Serial GC algorithm is useful only for single threaded, desktop type of application. Since this application has multiple concurrent threads with a very heavy object creation rate, we eliminated the Serial GC algorithm. Since this application was running on Java 8, we ruled out ZGC and Shenandoah GC because they are all stable only from Java 17+. Thus, we were left with the choice of either using Parallel GC or G1 GC.

We simulated production traffic volume in the performance lab and experimented with Parallel GC and G1 GC algorithm settings based on the best GC tuning best practices. We found out that Parallel GC pause time was not as bad as CMS GC, but it was not better than G1 GC. Thus, we ended up switching from CMS GC algorithm to G1 GC algorithm. Here is the GC log analysis report of this robotics application in the performance lab when using G1 GC algorithm. Below is the GC Pause duration graph when using G1 GC algorithm:



Fig 2: G1 GC pause time graph generated by GCeasy
From the graph you can notice that the maximum GC pause time was 2.17 seconds. This is a phenomenal improvement from 5 minutes and 29 seconds.

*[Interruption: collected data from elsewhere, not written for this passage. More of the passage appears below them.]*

Issue #191, opened 2019-06-26
zeroex: Can 500 orders be reliably validated in a single RPC call?


fabioberger:
Bumping up my SRA scraping script to send 500 orders at a time to Mesh caused the call to `orderValidationUtils.GetOrderRelevantStates` to sometimes return `request failed or timed out`. We should investigate this failure and potentially use a similar `split payload on error` approach as https://github.com/0xProject/0x-mesh/pull/189.

fabioberger:
Further investigation:

**Note:** All orders used were non-multiAsset orders. The size of orders is variable, so these values are meant as approximations, not absolutes.

Found a [WebSocket payload limit of 32MB](https://github.com/golang/net/commit/6dba816f1056709e29a1c442883cab1336d3c083) which is around ~510 non-multiAsset orders.

Calling `orderValidationUtils.GetOrderRelevantStates` via different Ethereum node implementations: 

- Infura: "request failed or timed out" error if sending > ~325 orders
- Alchemy: Tested up to 840 orders without any issue
- Parity: Tested up to 876 orders without issue. Request did take longer, but nowhere near the request timeout (currently 30sec)
- Geth: "413 Request Entity Too Large content length too large" error if sending > ~325 orders

PR #207, opened 2019-07-07
core/zeroex: Batch validate orders based on payload size, not number of orders

fabioberger:
Fixes: #191 

Currently, we simply batching 300 orders into each batch validation RPC call. There are two issues with this:
1. Some Ethereum clients have limits on the `Content-Length` of the JSON RPC payloads they will accept. Depending on which one you use, you might want to enforce a different max `Content-Length` (i.e., batch validate differing amounts of orders).
2. 0x orders aren't all a uniform size. Namely, orders involving `multiAssetData` can have any arbitrary size. As such, 300 orders will not always map to the same request `Content-Length`. Most orders do not involve `multiAssetData` and are of a uniform size.

Because of these two issues, this PR batches orders based on a desired max `Content-Length` rather then a specific number of orders. This `EthereumRPCMaxContentLength` is configurable via an env config and defaults to the max `Content-Length` supported by Geth & Infura. The algorithm works as follows:

1. We compute the number of "basic" orders we expect to fit into `EthereumRPCMaxContentLength` number of bytes, where "basic" orders are orders without `multiAssetData`. 
2. We check if encoding that number of orders into a JSON RPC payload results in a `Content-Length` less than the `EthereumRPCMaxContentLength`. If yes, we create a batch or orders of that size. If not, we use a limited-depth binary-search algorithm to figure out how many orders can fit into the max `Content-Length`.

This implementation allows Mesh operators using Parity / Alchemy as their backing Ethereum node to send larger batches of orders for validation. It also handles any arbitrary sized orders and avoids overstepping the max content length settings of the backing Ethereum node.


zeroex/order_validator.go
```diff
@@ -654,6 +685,108 @@ func (o *OrderValidator) isSupportedAssetData(assetData []byte) bool {
 	return true
 }
 
+// findChunkSize uses a limited-depth binary-search to find a chunk size that is less then the
+// max content length
+func (o *OrderValidator) findChunkSize(signedOrders []*SignedOrder) int64 {
```
albrow: Unless I'm mistaken, it looks like it is possible that the binary search will never reach `hi` with the way it is currently implemented, even in cases where all the given `signedOrders` could be included in the payload.

For example, consider a case where we have 500 orders and all of them could theoretically be included in the payload without hitting the size limit. The for loop will run 7 times, starting with `lo = 0`, `hi = 500`. On each iteration it will increase `mid`.

0. (0+500) / 2 = 250
1. (250+500) / 2 = 375
2. (375+500) / 2 = 428
3. (428+500) / 2 = 464
4. (464+500) / 2 = 482
5. (482+500) / 2 = 491
6. (491+500) / 2 = 495
7. (495+500) / 2 = 497

In fact, due to rounding, it is actually not possible to hit `max` even with infinite iterations in this case. I would expect that cases where all the given orders could fit within size constraints are fairly common. Maybe we can adjust the algorithm to check if `hi` fits within the size constraints directly?

zeroex/order_validator.go
```diff
@@ -654,6 +685,108 @@ func (o *OrderValidator) isSupportedAssetData(assetData []byte) bool {
...
+	// Determine the lowest and highest possible signedOrders limits to binary search in between
+	lo := int64(0)
+	hi := int64(len(signedOrders))
+	min := int64(1)
+
+	// Execute the binary search and hone in on an executable payload size of signedOrders
+	maxBinarySearchDepth := 7
+	depth := 0
+	for lo+1 < hi {
```
albrow: Optionally, you could write the for loop this way:

```suggestion
	for depth := 0; lo+1 < hi && depth <= maxBinarySearchDepth; depth++ {
```

zeroex/order_validator.go
```diff
@@ -654,6 +685,108 @@ func (o *OrderValidator) isSupportedAssetData(assetData []byte) bool {
...
+// findChunkSize uses a limited-depth binary-search to find a chunk size that is less then the
+// max content length
+func (o *OrderValidator) findChunkSize(signedOrders []*SignedOrder) int64 {
+	// Determine the lowest and highest possible signedOrders limits to binary search in between
+	lo := int64(0)
+	hi := int64(len(signedOrders))
+	min := int64(1)
+
+	// Execute the binary search and hone in on an executable payload size of signedOrders
+	maxBinarySearchDepth := 7
```
albrow: This is a constant that could be declared outside of the function scope.

zeroex/order_validator_test.go
```diff
@@ -251,6 +252,154 @@ func TestBatchValidateCoordinatorSoftCancels(t *testing.T) {
...
+
+	expectedChunkSize := int64(2)
+	chunkSize := orderValidator.findChunkSize(signedOrders)
+	require.NoError(t, err)
+	assert.Equal(t, expectedChunkSize, chunkSize)
+}
+
+// TODO: Catch throw?
+func TestFindChunkSizeFails(t *testing.T) {
+	defer func() {
```
albrow: You can use [`assert.Panics`](https://godoc.org/github.com/stretchr/testify/assert#Panics) or `assert.PanicsWithValue` here.

zeroex/order_validator_test.go
```diff
@@ -251,6 +252,154 @@ func TestBatchValidateCoordinatorSoftCancels(t *testing.T) {
...
+	require.NoError(t, err)
+
+	signedOrders := []*SignedOrder{}
+	for i := 0; i < 5; i++ {
+		signedOrders = append(signedOrders, signedOrder)
+	}
+
+	expectedChunkSize := int64(0)
+	chunkSize := orderValidator.findChunkSize(signedOrders)
+	assert.Equal(t, expectedChunkSize, chunkSize)
```
albrow: This assertion will never actually run if `findChunkSize` panics. You can just remove it.

zeroex/order_validator.go
```diff
@@ -654,6 +685,108 @@ func (o *OrderValidator) isSupportedAssetData(assetData []byte) bool {
...
+const abiHeadByteLen = int64(64)
+
+// abiArrayLenByteLen is the number of bytes taken up to describe the length of an encoded array
+// Source: https://solidity.readthedocs.io/en/v0.5.10/abi-spec.html#use-of-dynamic-types
+const abiArrayLenByteLen = int64(64)
+
+// computeNumBasicOrdersEncodable calculates the number of "basic" (e.g., non-multiAsset) 0x orders
+// that can be sent in a payload of max content size. Unlike "basic" orders, those involving the
+// MultiAssetProxy can be of arbitrary size.
+func (o *OrderValidator) computeNumBasicOrdersEncodable() int64 {
```
albrow: It looks like all of the things we are encoding here are known ahead of time. Can we replace this method with a constant? (e.g., `const numBasicOrdersEncodable = whatever the result is`)

zeroex/order_validator.go
```diff
@@ -654,6 +685,108 @@ func (o *OrderValidator) isSupportedAssetData(assetData []byte) bool {
...
+
+	payloadSize, err := o.computePayloadSize(getOrderRelevantStatesMethodName, orders, signatures)
+	if err != nil {
+		return false
+	}
+	return payloadSize < o.maxRequestContentLength
+}
+
+func (o *OrderValidator) computePayloadSize(method string, params ...interface{}) (int64, error) {
+	data, err := o.orderValidationUtilsABI.Pack(method, params...)
```
albrow: This is probably okay for now but some of what we're encoding here is known ahead of time. For example, we know the rest of the JSON RPC payload will always be the same and only the size of the `data` field will change.

constants/constants.go
```diff
@@ -47,3 +47,6 @@ var GanacheAccountToPrivateKey = map[common.Address][]byte{
 
 // ErrInternal is used whenever we don't wish to expose internal errors to a client
 var ErrInternal = errors.New("internal error")
+
+// TestMaxContentLength is the max Ethereum RPC Content-Length used in tests
+var TestMaxContentLength = int64(1024 * 512)
```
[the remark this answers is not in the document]
fabioberger: Yep, my bad. Was thinking it terms of Solidity where `int` is `int8` 🤦‍♂

zeroex/order_validator.go
fabioberger: The one item that is not known ahead of time is the `maxRequestContentLength` configured by the operator. We could make the rest constant but I feel it's less of a black-box to spell out all the components involved.

zeroex/order_validator.go
fabioberger: That's true. I like keeping it because it's more straightforward to refactor if the form/fields of the payload ever change, whereas if we just had a constant number of bytes here, it wouldn't be as clear how it should be changed. Open to getting rid of this though if you feel strongly.

fabioberger: Agreed. Replaced with a constant.

core/core.go
```diff
@@ -124,38 +135,39 @@ func New(config Config) (*App, error) {
...
+	orderWatcher, err := orderwatch.New(db, blockWatcher, orderValidator, config.EthereumNetworkID, config.OrderExpirationBuffer)
 	if err != nil {
 		return nil, err
 	}
-	// TODO(albrow): Call Add for all existing makers/signers in the database.
 
-	// Initialize the order validator
-	orderValidator, err := zeroex.NewOrderValidator(ethClient, config.EthereumNetworkID)
+	// Initialize the ETH balance watcher (but don't start it yet).
+	ethWatcher, err := ethereum.NewETHWatcher(ethWatcherPollingInterval, ethClient, config.EthereumNetworkID)
```
fabioberger: Annoying that the diff is messing up here. I literally just move the `OrderValidator` instantiation above the `OrderWatcher` instantiation since we now pass it into the `OrderWatcher` instead of re-instatiating it within it.

albrow: 🤷‍♂thanks for the heads up.

zeroex/order_validator.go
```diff
@@ -654,6 +660,83 @@ func (o *OrderValidator) isSupportedAssetData(assetData []byte) bool {
...
+	}
+	encodedSignedOrderByteLength := len(encodedData) - emptyGetOrderRelevantStatesCallDataByteLength
+	return encodedSignedOrderByteLength, nil
+}
+
+// computeOptimalChunkSizes splits the signedOrders into chunks where the payload size of each chunk
+// is beneath the maxRequestContentLength. It does this by implementing a greedy algorithm which ABI
+// encodes signedOrders one at a time until the computed payload size is as close to the
+// maxRequestContentLength as possible.
+func (o *OrderValidator) computeOptimalChunkSizes(signedOrders []*SignedOrder) []int {
```
albrow: 🎉Really like the new implementation.

core/core.go
```diff
@@ -64,18 +64,25 @@ type Config struct {
 	// networks have different block producing intervals: POW networks are typically slower (e.g., Mainnet)
 	// and POA networks faster (e.g., Kovan) so one should adjust the polling interval accordingly.
 	BlockPollingInterval time.Duration `envvar:"BLOCK_POLLING_INTERVAL" default:"5s"`
+	// EthereumRPCMaxContentLength is the maximum request Content-Length accepted by the backing Ethereum RPC
+	// endpoint used by Mesh. Geth & Infura both limit a request's content length to 1024 * 512 Bytes. Parity
+	// and Alchemy have much higher limits. When batch validating 0x orders, we will fit as many orders into a
+	// request without crossing the max content length. The default value is appropriate for operators using Geth
+	// or Infura. If using Alchemy or Parity, feel free to double the default max in order to reduce the
+	// number of RPC calls made by Mesh.
+	EthereumRPCMaxContentLength int `envvar:"ETHEREUM_RPC_MAX_CONTENT_LENGTH" default:"524288"`
```
albrow: Let's add this new env var to __DOCUMENTATION.md__ (or __DEPLOYMENT.md__ if #218 is merged first).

Also, the average GC pause time was only 198ms, way better than the CMS GC algorithm for this application.

Conclusion
After switching to the G1 GC algorithm, the application’s random slowdowns completely stopped. Thus, without major architectural changes, without code refactoring, without any JDK/infrastructural upgrades, just by tweaking the GC arguments in the JVM, we were able to bring this significant optimization to this robotics application’s performance.